»»
PR #2834, opened 2022-10-06
Allow user to pass in ClientWebSocket instance to IoT hub service client

timtay-microsoft:
We need to add the custom websocket implementation back in to accomplish this, unfortunately.

Also re-add web socket keep alive as an option for users to set

Edit: I'm running into some issues around the open/close/open scenario here. I'm not sure that client web socket instances can be re-used the way we imagined. I'm still investigating, though.


e2e/test/iothub/service/MessagingClientE2ETests.cs
```diff
@@ -16,9 +16,9 @@ namespace Microsoft.Azure.Devices.E2ETests.IotHub.Service
     [TestClass]
     [TestCategory("E2E")]
     [TestCategory("IoTHub")]
-    public class MessagingClientE2ETests : E2EMsTestBase
```
timtay-microsoft, line 19: Renaming the test to match the class it tests

iothub/service/src/IotHubServiceClientOptions.cs
```diff
@@ -110,22 +111,35 @@ public class IotHubServiceClientOptions
...
+        /// does not support this feature. For users who want this support over AMQP websocket, you
+        /// must instead provide a <see cref="ClientWebSocket"/> instance with the desired callback
+        /// and other websocket options (eg. proxy, keep-alive etc.) set.
         /// </para>
         /// </remarks>
         public RemoteCertificateValidationCallback RemoteCertificateValidationCallback { get; set; } = DefaultRemoteCertificateValidation;
 
-        // The default remote certificate validation callback. It returns false if any SSL level exceptions occurred
-        // during the handshake.
-        private static bool DefaultRemoteCertificateValidation(
```
timtay-microsoft, line 121: moved this private function to the bottom

e2e/test/iothub/service/MessagingClientE2ETests.cs
```diff
@@ -16,9 +16,9 @@ namespace Microsoft.Azure.Devices.E2ETests.IotHub.Service
     [TestClass]
```
drwill-ms, line 16: rename the file, too?

iothub/service/src/Amqp/AmqpConnectionHandler.cs
```diff
@@ -250,6 +252,83 @@ private static AmqpSettings CreateAmqpSettings()
...
+        {
+            if (Logging.IsEnabled)
+                Logging.Enter(this, nameof(CreateClientWebSocket));
+
+            try
+            {
+                // If the user provided a client web socket instance, just use it as is.
+                if (_options.ClientWebSocket != null)
+                {
+                    return _options.ClientWebSocket;
```
drwill-ms, line 290: How do we handle disposing the client web socket?

Do we dispose it no matter what, or only if we created it? I can see customers wanting to share the instance across devices (gateway scenario).

Thoughts?

tmahmood-microsoft (approved):

iothub/service/src/Amqp/AmqpConnectionHandler.cs
```diff
@@ -250,6 +252,83 @@ private static AmqpSettings CreateAmqpSettings()
...
+                {
+                    websocket.Options.KeepAliveInterval = _options.WebSocketKeepAlive.Value;
+                }
+
+                // Check if we're configured to use a proxy server
+                IWebProxy webProxy = _options.Proxy;
+
+                try
+                {
+                    if (webProxy != null)
```
drwill-ms, line 308: put if outside the try block?

iothub/service/src/Amqp/AmqpConnectionHandler.cs
```diff
@@ -250,6 +252,83 @@ private static AmqpSettings CreateAmqpSettings()
...
+                        // Configure proxy server
+                        websocket.Options.Proxy = webProxy;
+                        if (Logging.IsEnabled)
+                            Logging.Info(this, "Setting ClientWebSocket.Options.Proxy", nameof(CreateClientWebSocket));
+                    }
+                }
+                catch (PlatformNotSupportedException)
+                {
+                    // .NET Core 2.0 doesn't support proxy. Ignore this setting.
+                    if (Logging.IsEnabled)
```
drwill-ms, line 319: I asked this question on Tahir's PR. Should we silently fail if the proxy set fails? Seems to me we should throw an exception.

iothub/service/src/Amqp/ClientWebSocketTransport.cs
```diff
@@ -0,0 +1,412 @@
...
+            ToAsyncResult(taskResult, s_onReadComplete, args);
+            return true;
+        }
+
+        public void Dispose()
+        {
+            if (!_isDisposed)
+            {
+                _webSocket.Abort();
+                _webSocket.Dispose();
```
drwill-ms, line 101: If you dispose the user's instance from options, they can't reopen the client, right?

iothub/service/src/IotHubServiceClientOptions.cs
```diff
@@ -110,22 +111,35 @@ public class IotHubServiceClientOptions
         /// <remarks>
         /// If incorrectly implemented, your device may fail to connect to IoT hub and/or be open to security vulnerabilities.
         /// <para>
-        /// This feature is only applicable for HTTP connections and for AMQP TCP connections. AMQP web socket communication
-        /// does not support this feature.
+        /// This feature is only applicable for HTTP and AMQP over TCP. AMQP web socket communication
+        /// does not support this feature. For users who want this support over AMQP websocket, you
+        /// must instead provide a <see cref="ClientWebSocket"/> instance with the desired callback
+        /// and other websocket options (eg. proxy, keep-alive etc.) set.
```
patilsnr, line 117: nit: `e.g.`

iothub/service/src/IotHubServiceClientOptions.cs
```diff
@@ -110,22 +111,35 @@ public class IotHubServiceClientOptions
...
+        /// and <see cref="FileUploadNotificationProcessorClient"/>.
+        /// </remarks>
+        /// <seealso href="https://docs.microsoft.com/dotnet/api/system.net.websockets.clientwebsocketoptions.keepaliveinterval"/>
+        public TimeSpan? WebSocketKeepAlive { get; set; }
+
+        /// <summary>
+        /// An instance of client web socket to be used when transport protocol is set to web socket.
+        /// </summary>
+        /// <remarks>
+        /// If not provided, an instance will be created from provided websocket options (eg. proxy, keep-alive etc.)
```
patilsnr, line 136: `e.g.`

patilsnr (approved):

iothub/service/src/Amqp/ClientWebSocketTransport.cs
```diff
@@ -0,0 +1,412 @@
...
+            {
+                return;
+            }
+
+            if (webSocketState == WebSocketState.Aborted
+                || webSocketState == WebSocketState.Closed
+                || webSocketState == WebSocketState.CloseReceived
+                || webSocketState == WebSocketState.CloseSent)
+            {
+                throw new ObjectDisposedException(GetType().Name);
```
drwill-ms, line 322: Have we documented this at the public API level?

iothub/service/src/Amqp/ClientWebSocketTransport.cs
```diff
@@ -0,0 +1,412 @@
...
+            }
+
+            throw new AmqpException(AmqpErrorCode.IllegalState, null);
```
drwill-ms, line 325: Will this exception type reach the end user?

iothub/service/src/IotHubServiceClientOptions.cs
```diff
@@ -110,22 +111,35 @@ public class IotHubServiceClientOptions
...
+        /// <para>
+        /// Only used for communications over AMQP, used in <see cref="MessagesClient"/>, <see cref="MessageFeedbackProcessorClient"/>,
+        /// and <see cref="FileUploadNotificationProcessorClient"/>.
+        /// </para>
+        /// </remarks>
+        public ClientWebSocket ClientWebSocket { get; set; }
```
drwill-ms, line 142: Who owns disposal?

iothub/service/src/IotHubServiceClientOptions.cs
```diff
@@ -141,5 +155,16 @@ internal IotHubServiceClientOptions Clone()
                 RemoteCertificateValidationCallback = RemoteCertificateValidationCallback,
```
drwill-ms, line 155: Needs ClientWebSocket copy.

drwill-ms (changes requested):
Mostly concerns around disposal.

iothub/service/src/Amqp/AmqpConnectionHandler.cs
timtay-microsoft: Let's add a flag to the options class that allows users to opt out of us disposing the websocket for them when they dispose the service client

timtay-microsoft: Like HttpClient has for disposing HttpClientHandlers

iothub/service/src/Amqp/AmqpConnectionHandler.cs
timtay-microsoft: Yeah we should throw here instead

iothub/service/src/Amqp/ClientWebSocketTransport.cs
timtay-microsoft: I'll get rid of this case by collapsing it with the exception above

iothub/service/src/IotHubServiceClientOptions.cs
timtay-microsoft: Us unless the user opts out

iothub/service/src/Amqp/ClientWebSocketTransport.cs
timtay-microsoft: Right. I'll make it so users can opt out of that behavior

iothub/service/src/Amqp/AmqpConnectionHandler.cs
timtay-microsoft: Allowing the PlatformNotSupportedException to bubble up to the user seems appropriate here to me. What do you think @tmahmood-microsoft ?

tmahmood-microsoft: Yeah, throwing an exception makes sense. 
I am throwing InvalidOperationException for such case in device side.

iothub/service/src/Amqp/AmqpConnectionHandler.cs
drwill-ms: I'd rather it not be a separate but related property. Do we bother making a class to hold the bool and the instance?

iothub/service/src/Amqp/AmqpConnectionHandler.cs
drwill-ms: I'd say throw InvalidOperationException with the PNSE as the inner.

iothub/service/src/Amqp/AmqpConnectionHandler.cs
timtay-microsoft: ```ClientWebSocketOptions``` class that holds them? I could get behind that

iothub/service/src/Amqp/ClientWebSocketTransport.cs
drwill-ms: So, if we put our own instance in options (if the user does not provide one) in the client ctor, we can free it optionally on dispose, rather than in this class, right?

timtay-microsoft: Why dispose the websocket at the service client level when this is the only level that uses it?

iothub/service/src/Amqp/AmqpConnectionHandler.cs
timtay-microsoft: That seems like overkill to me

timtay-microsoft: I think having a separate option here is fine as long as the docs call out that the SDK will dispose the web socket for them by default and that there is a flag they can set if they want to opt out

iothub/service/src/Amqp/ClientWebSocketTransport.cs
drwill-ms: Because it should last for the duration of the client despite how many times it is opened/closed?

timtay-microsoft: What if we re-use the web socket AMQP transport class (which holds this client web socket) for each open/close and only dispose it when the service client is disposed?

service client dispose -> amqp websocket layer dispose -> client web socket dispose

service client open -> create websocket layer if not already created

drwill-ms: If we do, then I'm fine with it.

However, it seems to me that the lifetime of the options class (and what it holds) is more congruent with the client than a single class in the transport layer.

e2e/test/iothub/service/MessageClientE2ETests.cs
```diff
@@ -16,9 +16,9 @@ namespace Microsoft.Azure.Devices.E2ETests.IotHub.Service
     [TestClass]
```
drwill-ms, line 16: Message**s**Client...

iothub/device/src/TransportSettings/IotHubClientAmqpSettings.cs
```diff
@@ -62,7 +62,7 @@ public IotHubClientAmqpSettings(IotHubClientTransportProtocol transportProtocol
         /// This feature is only applicable for HTTP, MQTT over TCP, MQTT over web socket, AMQP
         /// over TCP. AMQP web socket communication does not support this feature. For users who want
         /// this support over AMQP websocket, you must instead provide a <see cref="ClientWebSocket"/>
-        /// instance with the desired callback and other websocket options (eg. proxy, keep-alive etc.) set.
+        /// instance with the desired callback and other websocket options (e.g. proxy, keep-alive etc.) set.
```
drwill-ms, line 65: nit

```suggestion
        /// instance with the desired callback and other web socket options (e.g., proxy, keep-alive etc.) set.
```

iothub/service/src/Amqp/AmqpConnectionHandler.cs
```diff
@@ -121,19 +112,19 @@ internal async Task OpenAsync(CancellationToken cancellationToken)
...
+                    {
+                        _transport = await amqpTransportInitiator.ConnectAsync(cancellationToken).ConfigureAwait(false);
+                    }
+                    catch (Exception ex) when (ex is not AuthenticationException)
+                    {
+                        if (Logging.IsEnabled)
+                            Logging.Error(this, ex, nameof(OpenAsync));
 
-                    throw;
+                        throw;
```
drwill-ms, line 126: Will AuthenticationException be bubbled up to the user or wrapped in an IotHubServiceException?

drwill-ms: well any of the other types

iothub/service/src/Amqp/ClientWebSocketTransport.cs
```diff
@@ -0,0 +1,406 @@
...
+
+        public void Dispose()
+        {
+            if (!_isDisposed)
+            {
+                // A user may opt to not dispose the websocket just because the service client is being
+                // disposed.
+                if (_disposeClientWebSocket)
+                {
+                    _webSocket.Abort();
```
drwill-ms, line 101: What does Abort do, and do we not care about doing it if we don't own it?

iothub/service/src/Amqp/ClientWebSocketTransport.cs
```diff
@@ -0,0 +1,406 @@
...
+                }
+                else
+                {
+                    foreach (ByteBuffer byteBuffer in args.ByteBufferList)
+                    {
+                        await _webSocket
+                            .SendAsync(
+                                new ArraySegment<byte>(byteBuffer.Buffer, byteBuffer.Offset, byteBuffer.Length),
+                                WebSocketMessageType.Binary, true, _writeCancellationTokenSource.Token)
+                            .ConfigureAwait(false);
```
drwill-ms, line 182:
```suggestion
                            .SendAsync(
                                new ArraySegment<byte>(byteBuffer.Buffer, byteBuffer.Offset, byteBuffer.Length),
                                WebSocketMessageType.Binary,
                                true,
                                _writeCancellationTokenSource.Token)
                            .ConfigureAwait(false);
```

iothub/service/src/Feedback/MessageFeedbackProcessorClient.cs
```diff
@@ -98,7 +98,7 @@ protected MessageFeedbackProcessorClient()
         /// <exception cref="IotHubServiceException"> with <see cref="HttpStatusCode.RequestTimeout"/>If the client operation times out before the response is returned.</exception>
         /// <exception cref="OperationCanceledException">If the provided cancellation token has requested cancellation.</exception>
         /// <exception cref="SocketException">If a socket error occurs.</exception>
-        /// <exception cref="WebSocketException">If an error occurs when performing an operation on a WebSocket connection.</exception>
+        /// <exception cref="WebSocketException">If an error occurs when performing an operation on a web socket connection.</exception>
         /// <exception cref="IOException">If an I/O error occurs.</exception>
```
drwill-ms, line 102: I feel like all these (not ArgumentException, ArgumentNullException, InvalidOperationException, ObjectDisposedException) should be wrapped in an IotHubServiceException. @brycewang-microsoft

iothub/service/src/IotHubServiceClientOptions.cs
```diff
@@ -110,22 +111,49 @@ public class IotHubServiceClientOptions
...
+        /// <para>
+        /// Only used for communications over AMQP, used in <see cref="MessagesClient"/>, <see cref="MessageFeedbackProcessorClient"/>,
+        /// and <see cref="FileUploadNotificationProcessorClient"/>.
+        /// </para>
+        /// <para>
+        /// By default, this client web socket will be disposed when you dispose the service client.
+        /// However, you can opt out of this behavior by setting the <see cref="DisposeClientWebSocket"/> flag.
+        /// </para>
+        /// </remarks>
+        public ClientWebSocket ClientWebSocket { get; set; }
```
drwill-ms, line 146: Why have it on both the whole options class and on the AMQP transport setting class?

provisioning/device/src/Transports/Amqp/ClientWebSocketTransport.cs
```diff
@@ -20,23 +20,21 @@ internal sealed class ClientWebSocketTransport : TransportBase, IDisposable
...
 
         private readonly ClientWebSocket _webSocket;
-        private readonly EndPoint _localEndPoint;
-        private readonly EndPoint _remoteEndPoint;
+        private readonly bool _disposeClientWebSocket;
         private CancellationTokenSource _writeCancellationTokenSource;
         private bool _disposed;
 
-        public ClientWebSocketTransport(ClientWebSocket clientwebSocket, EndPoint localEndpoint, EndPoint remoteEndpoint)
+        public ClientWebSocketTransport(ClientWebSocket clientwebSocket, bool disposeClientWebSocket)
```
drwill-ms, line 27:
```suggestion
        public ClientWebSocketTransport(ClientWebSocket clientWebSocket, bool disposeClientWebSocket)
```

iothub/service/src/Amqp/AmqpConnectionHandler.cs
drwill-ms: When you just look at these two properties, it doesn't seem overkill, but complexity comes a little at a time. I'd urge you to make them cohesive.

iothub/service/src/IotHubServiceClientOptions.cs
timtay-microsoft: It's not. I'm making this change for both the IoT hub service client (above) and the DPS device client (specific to AMQP settings)

drwill-ms (approved):
Remaining comments still active.

iothub/service/src/Amqp/ClientWebSocketTransport.cs
drwill-ms: > service client dispose -> amqp websocket layer dispose -> client web socket dispose

But not if you disposed the one provided by the user, and then can't recreate it. Right?

iothub/service/src/Feedback/MessageFeedbackProcessorClient.cs
brycewang-microsoft: This appears overwhelmed by lots of PR comments so I just notice it. I am looking into this.

drwill-ms (approved):

iothub/service/src/Amqp/ClientWebSocketTransport.cs
timtay-microsoft: Right. We won't dispose the client web socket instance if the user provides it and opts out of us disposing it for them.

iothub/service/src/Amqp/ClientWebSocketTransport.cs
timtay-microsoft: It cancels any connection opened on that web socket and cancels any pending I/O operations. In the case of a client web socket that we created, it is safe to abort because it wouldn't be involved in any connections other than the AMQP connection that is being disposed here. In the case of a client web socket created by the user, we don't know if any other connections are being fed into that web socket, so we should avoid aborting it.

timtay-microsoft:
We'll re-evaluate this feature at another time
««
• _What is being asked_
Show the lines of the data that hold the word "around".

• _Answer for this exercise_
Edit: I'm running into some issues around the open/close/open scenario here. I'm not sure that client web socket instances can be re-used the way we imagined. I'm still investigating, though.
Mostly concerns around disposal.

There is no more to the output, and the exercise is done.